TASK DATA
########################################

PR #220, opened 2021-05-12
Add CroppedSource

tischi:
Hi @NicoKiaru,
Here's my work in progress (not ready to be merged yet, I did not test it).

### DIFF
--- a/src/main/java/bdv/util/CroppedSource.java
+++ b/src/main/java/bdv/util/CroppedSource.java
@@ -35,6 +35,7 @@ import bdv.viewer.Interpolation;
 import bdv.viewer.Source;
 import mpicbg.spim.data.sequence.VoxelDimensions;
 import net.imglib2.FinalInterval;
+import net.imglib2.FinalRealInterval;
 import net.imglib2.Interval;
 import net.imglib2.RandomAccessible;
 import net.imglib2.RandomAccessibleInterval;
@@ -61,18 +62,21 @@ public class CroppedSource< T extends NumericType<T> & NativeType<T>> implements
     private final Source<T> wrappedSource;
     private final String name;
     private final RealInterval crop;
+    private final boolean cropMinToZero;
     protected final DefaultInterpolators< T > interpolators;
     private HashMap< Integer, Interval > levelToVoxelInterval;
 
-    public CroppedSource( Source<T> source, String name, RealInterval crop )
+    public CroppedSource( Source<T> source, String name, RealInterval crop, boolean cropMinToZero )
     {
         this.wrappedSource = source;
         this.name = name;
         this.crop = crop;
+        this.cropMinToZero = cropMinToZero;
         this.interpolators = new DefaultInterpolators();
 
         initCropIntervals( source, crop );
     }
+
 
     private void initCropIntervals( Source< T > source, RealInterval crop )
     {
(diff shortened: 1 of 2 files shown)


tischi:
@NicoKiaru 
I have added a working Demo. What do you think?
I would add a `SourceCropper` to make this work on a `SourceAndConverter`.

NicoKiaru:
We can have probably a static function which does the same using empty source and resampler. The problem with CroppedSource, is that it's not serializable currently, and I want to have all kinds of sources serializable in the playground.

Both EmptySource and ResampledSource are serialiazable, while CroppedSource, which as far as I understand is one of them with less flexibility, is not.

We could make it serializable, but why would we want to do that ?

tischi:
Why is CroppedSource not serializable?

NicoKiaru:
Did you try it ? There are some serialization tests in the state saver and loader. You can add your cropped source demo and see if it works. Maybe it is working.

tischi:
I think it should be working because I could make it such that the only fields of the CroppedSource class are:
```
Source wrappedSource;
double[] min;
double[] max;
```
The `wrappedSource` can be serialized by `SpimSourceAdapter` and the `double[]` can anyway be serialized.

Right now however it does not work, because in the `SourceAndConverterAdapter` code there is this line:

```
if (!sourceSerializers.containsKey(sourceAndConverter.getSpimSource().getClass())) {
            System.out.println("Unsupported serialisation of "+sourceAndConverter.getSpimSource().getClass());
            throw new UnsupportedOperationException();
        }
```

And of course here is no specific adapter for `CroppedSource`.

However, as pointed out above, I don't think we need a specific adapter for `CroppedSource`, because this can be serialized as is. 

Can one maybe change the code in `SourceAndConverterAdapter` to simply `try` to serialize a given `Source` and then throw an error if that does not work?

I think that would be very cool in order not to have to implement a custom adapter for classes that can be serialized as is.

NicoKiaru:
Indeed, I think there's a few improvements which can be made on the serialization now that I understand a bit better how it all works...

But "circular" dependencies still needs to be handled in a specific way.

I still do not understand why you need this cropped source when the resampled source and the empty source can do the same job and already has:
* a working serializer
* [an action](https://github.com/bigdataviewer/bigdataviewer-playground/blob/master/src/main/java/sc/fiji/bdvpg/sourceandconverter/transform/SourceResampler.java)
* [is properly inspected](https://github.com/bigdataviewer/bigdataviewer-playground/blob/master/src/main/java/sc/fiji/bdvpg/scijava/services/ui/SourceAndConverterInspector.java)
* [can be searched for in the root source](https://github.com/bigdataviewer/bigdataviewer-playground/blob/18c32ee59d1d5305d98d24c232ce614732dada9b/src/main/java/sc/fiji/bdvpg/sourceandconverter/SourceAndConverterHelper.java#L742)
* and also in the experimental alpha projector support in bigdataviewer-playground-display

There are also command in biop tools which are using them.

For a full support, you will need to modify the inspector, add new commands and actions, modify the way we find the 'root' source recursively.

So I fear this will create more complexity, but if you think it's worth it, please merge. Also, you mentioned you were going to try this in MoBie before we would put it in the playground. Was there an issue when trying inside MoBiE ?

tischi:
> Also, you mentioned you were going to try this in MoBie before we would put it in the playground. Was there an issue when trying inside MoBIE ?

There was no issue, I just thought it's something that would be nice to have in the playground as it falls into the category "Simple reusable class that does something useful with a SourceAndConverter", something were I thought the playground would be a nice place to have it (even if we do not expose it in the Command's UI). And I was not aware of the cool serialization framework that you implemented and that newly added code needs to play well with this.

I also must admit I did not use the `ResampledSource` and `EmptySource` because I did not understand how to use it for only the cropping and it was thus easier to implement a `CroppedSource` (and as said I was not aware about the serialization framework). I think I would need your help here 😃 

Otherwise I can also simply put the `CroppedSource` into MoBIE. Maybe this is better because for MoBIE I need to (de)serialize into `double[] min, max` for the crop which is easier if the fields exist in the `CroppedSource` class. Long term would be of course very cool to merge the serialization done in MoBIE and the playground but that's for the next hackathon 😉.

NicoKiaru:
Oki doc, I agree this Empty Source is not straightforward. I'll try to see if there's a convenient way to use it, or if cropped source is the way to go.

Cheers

########################################

TASK PROMPT
The string "master" may appear in the entries. Say how many lines contain it, as a bare number.

EXERCISE RESULT
2